Recently The National Consumer Disputes Redressal Commission has held a Delhi doctor guilty of “limited medical negligence” for verbally advising, instead of prescribing in writing, the use of eye drops to a patient who lost his vision following its prolonged application, reports TOI. The commission directed the doctor to pay the patient, compensation of Rs 50,000.

The commission said that the eye surgeon did not spell out in writing the “dosage and duration of the medicine”. And at the same time, it blamed Gupta for not turning up for follow-ups and for continuing the drops despite being provided just one vial by the doctor. There was an element of “contributory negligence” by the patient and the same was considered as a mitigating circumstance while awarding the compensation.

In 1993, the patient had pterygium left eye. Post operatively he was prescribed local application of Mitomycin-C. He was verbally told to take it for no more than two weeks as this could harm but was not documented. But the patient continued the drops and over a period developed dry eye due to prolonged use of the drug.

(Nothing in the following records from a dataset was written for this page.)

PR #5121, opened 2021-06-12
Fix file-name issue in Kafka Connect Build

scholzj:
### Type of change

- Bugfix
- Enhancement / new feature

### Description

When Kafka Connect Build is downloading artifacts, it is currently using the last segment of the URL as a filename. However, as discussed in #5117 this does not really work in all cases. For example with he download URL `https://drive.google.com/uc?export=download&id=1sEZHDMskmwV31vTx7nUI_yoJM7AgdpXX`, the resulting file name is `uc?export=download&id=1sEZHDMskmwV31vTx7nUI_yoJM7AgdpXX` which is not valid.

The easy fix is to use the URL hash as the file name. This is already used to create the directories where the files are added. This works without issues for ZIP and TGZ archives where the files are anyway just temporary and are deleted after unpacking. It works also for JARs which can be named `<hash>.jar`.

But `type: jar` artifacts are also used to simply download and place any file. This could be for example an `so` library (used by some Debezium connectors as an example) or it could be a LICENSE file etc. Naming them `<hash>.jar` makes little sense and does not work. therefore this PR adds a new artifact type `other`. This an be used to download assorted artifacts without any expectation of a file type. Optionally, user can also specify `fileName` option for this type of artifact which will be the name of the file used in the target image. For example:

```yaml
        - fileName: my-db-driver.so
          type: other
          url: https://some-url.tld/downaload?artifact=12334&path=some/random/path&someOther=option
```

If the `fileName` is not specified, the file will be simply named `<hash>` based on the URL hash. This should fix the issue with weird file names causing errors. 

The downside is that any user who currently uses `type: jar` artifact to download a file under some specific name will now experience a change which might break his deployment and might need to change the CR to use the `type: other`artifact. The alternative options to this would be to leave this unfixed for `type: jar` artifacts. But this seems like a cleaner way to go for the future.

### Checklist

- [x] Write tests
- [x] Update documentation
- [x] Update CHANGELOG.md


tombentley (commented):
So `other` also get added to the plugin path in exactly the same way as `jar`, they just don't need to be packaged as a jar, or have `.jar` suffix?

What provision is there for detecting/handling name collisions?

scholzj:
> So other also get added to the plugin path in exactly the same way as jar, they just don't need to be packaged as a jar, or have .jar suffix?

Yes. The `other` type can be used by any file type basically and the user can specify the end name.

> What provision is there for detecting/handling name collisions?

Each artifact is placed in its own sub-directory named based on the download URL hash (this is not new => this was done already before). So leaving aside possible hash collisions, to have colliding names you would need to have basically a duplicate artifact (the same URL or the same URL and fileName in multiple artifacts of the same type).

tombentley (approved):

sknot-rh (approved):

CHANGELOG.md
```diff
@@ -21,6 +21,8 @@
 * The field `whitelist` in the `KafkaMirrorMaker` resource is deprecated and will be removed in the future.
   It is replaced with a new field `include`.
 * `bind-utils` removed from containers to improve security posture.
+* From Strimzi 0.24 on, Kafka Connect Build is using hashes instead of the last segment of the download URL to name the downloaded files.
+  In case you need to have your artifact to use some specific name, you can use the new `type: other` artifact and its `fileName` field.
```
PaulRMellor, line 25:
```suggestion
* Kafka Connect Build now uses hashes to name downloaded artifact files. Previously, it was using the last segment of the download URL.
  If your artifact requires a specific name, you can use the new `type: other` artifact and its `fileName` field.
```

api/src/main/java/io/strimzi/api/kafka/model/connect/build/OtherArtifact.java
```diff
@@ -0,0 +1,46 @@
...
+    String fileName;
+
+    @Description("Must be `" + TYPE_OTHER + "`")
+    @JsonInclude(JsonInclude.Include.NON_NULL)
+    @Override
+    public String getType() {
+        return TYPE_OTHER;
+    }
+
+    @Description("Name under which the artifact will be stored.")
```
PaulRMellor, line 37:
```suggestion
    @Description("Name under which the artifact is stored.")
```

documentation/api/io.strimzi.api.kafka.model.connect.build.Build.adoc
```diff
@@ -115,14 +115,14 @@ spec:
 Strimzi supports two types of artifacts:
```
PaulRMellor, line 115:
```suggestion
Strimzi supports the following types of artifacts:
```

documentation/api/io.strimzi.api.kafka.model.connect.build.Build.adoc
```diff
@@ -115,14 +115,14 @@ spec:
...
 * JAR files, which are downloaded and used directly
 * TGZ archives, which are downloaded and unpacked
+* Other files, which are downloaded and used directly
```
PaulRMellor, line 118: Can we give an example of _other_ files?

documentation/api/io.strimzi.api.kafka.model.connect.build.Build.adoc
```diff
@@ -115,14 +115,14 @@ spec:
...
 
 IMPORTANT: Strimzi does not perform any security scanning of the downloaded artifacts.
 For security reasons, you should first verify the artifacts manually, and configure the checksum verification to make sure the same artifact is used in the automated build and in the Kafka Connect deployment.
 
 .Using JAR artifacts
 
-JAR artifacts represent a resource which is downloaded and added to a container image.
-JAR artifacts are mainly used for downloading JAR files, but they can also used to download other file types.
+JAR artifacts represent a JAR file which is downloaded and added to a container image.
```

The national commission observed that since the doctor had converted just one vial of Mitomycin-C injection into eye drops the indication was for its limited use for about two weeks and not several months.

Because of this the commission held the doctor guilty of only ‘limited medical negligence’ for not having put down in writing the dosage and duration of the medicine in the prescription slip.

The doctor was guilty of ‘limited medical negligence’ since he had failed to put in writing the dosage and duration of the medicine.